What you are asked to do. An exact copy is needed of the lines from the line holding "PR #807, opened 2024-03-07" through the final line of the listing below, both included.

Data listing.

PR #800, opened 2024-02-29
SAA-1576: Return usernames for createdBy and updatedBy fields on appointments

smcveigh941:
Some `createdBy` and `updatedBy` fields returned a `UserSummary` object which was populated by a call to prison API to fetch the user details. There are a few problems with this:

- Manage Users API should be used instead of Prison API
- Extra calls to external APIs are being made when they are not necessarily needed
- Response models are inconsistent - some return the UserSummary and some return the username only

I have removed this call to Prison API, and all responses where relevant only return the username. Where necessary, an accompanying UI change will use the username to search Manage Users API for a display name for display purposes.


matt-crowson-moj (approved):
LGTM

munslowl (approved):

PR #807, opened 2024-03-07
SAA-1619 logic for canAttendOn(...) on Allocation was not factoring the planned allocation end date.

matt-crowson-moj:
This bug was spotted after the deallocation job failed and the attendance job ran successfully (in DEV)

Answer to this problem.
PR #807, opened 2024-03-07
SAA-1619 logic for canAttendOn(...) on Allocation was not factoring the planned allocation end date.

matt-crowson-moj:
This bug was spotted after the deallocation job failed and the attendance job ran successfully (in DEV)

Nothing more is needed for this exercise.